- WHAT IS BEING ASKED
Using the data below, show every line where the word "serialization" occurs.

- LISTED ENTRIES
- Opening Delimiter -

Issue #1828, opened 2021-10-05
Match API should use serialized `Participant` models for returning matches 


kingcomma:
The [match service](https://github.com/18F/piipan/blob/dev/match/src/Piipan.Match/Piipan.Match.Core/Services/MatchService.cs#L68-L69) currently returns matches as `IEnumerable<IParticipant>` rather than `IEnumerable<Piipan.Match.Core.Models.Participant>`. This results in issues like JSON properties in CamelCase instead of snake_case and date formatting not being applied.

To resolve this issue, project each `IParticipant` instance to a `Piipan.Match.Core.Models.Participant` instance before returning matches from service. E.g.,

```
var matches = (await states
    .SelectManyAsync(state => _participantApi.GetParticipants(state, person.LdsHash)))
    .Select(p => new Participant { ... });
```

PR #1834, opened 2021-10-06
Fix: convert IParticipant to Match.Core.Models.Participant

echappen:
Json serialization for the Match API is specified on the Match Core models, not through the Participant API

For example, without this serialization, the property `BenefitsEndDate` is serialized as `"benefitsEndDate"` instead of `"benefits_end_month"` as is expected from the Match API.

### Notes
- Converting to a `Participant` this way marries the Match Service to the schema of `Participant`. The only ways I found to succinctly convert one object to a similar object without relying on schema was either through [Json serialization/deserialization](https://stackoverflow.com/a/38519023) or through [casting](https://stackoverflow.com/a/3672766) a subclass object to a superclass object.  
- Testing end-to-end serialization of the API data felt most appropriate to do in the Match API Integration Tests, since other unit tests mocked participants as the intended model. I wonder if it would be worth adding more tests to assert that what's returned from the API matches the OpenApi schema more generally.


kingcomma:
Closes #1828

echappen:
@timoballard Thanks for explaining—I was thinking more about the likelihood of forgetting to add properties to this mapping in `MatchService` as the Participant Model or Interface is changed. Maybe that's just something we live with in order to get the benefits of flexibility.

match/src/Piipan.Match/Piipan.Match.Core/Models/Participant.cs
```diff
@@ -32,6 +33,18 @@ public class Participant : IParticipant
...
 
+        public Participant() {}
+
+        public Participant(IParticipant p) {
+            LdsHash = p.LdsHash;
+            State = p.State;
+            CaseId = p.CaseId;
+            ParticipantId = p.ParticipantId;
+            BenefitsEndDate = p.BenefitsEndDate;
+            RecentBenefitMonths = p.RecentBenefitMonths.ToList();
```
kingcomma, line 44: *Suggestion:* At the risk of this PR spiraling out scope, this line made me realize that while  the `[JsonConverter]` attribute has been placed on a property with type `IEnumerable<DateTime>` it will throw an exception unless it is operating on `List<DateTime>`.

- Closing Delimiter -

- ANSWER TO THIS TASK
Json serialization for the Match API is specified on the Match Core models, not through the Participant API
For example, without this serialization, the property `BenefitsEndDate` is serialized as `"benefitsEndDate"` instead of `"benefits_end_month"` as is expected from the Match API.
- Converting to a `Participant` this way marries the Match Service to the schema of `Participant`. The only ways I found to succinctly convert one object to a similar object without relying on schema was either through [Json serialization/deserialization](https://stackoverflow.com/a/38519023) or through [casting](https://stackoverflow.com/a/3672766) a subclass object to a superclass object.  
- Testing end-to-end serialization of the API data felt most appropriate to do in the Match API Integration Tests, since other unit tests mocked participants as the intended model. I wonder if it would be worth adding more tests to assert that what's returned from the API matches the OpenApi schema more generally.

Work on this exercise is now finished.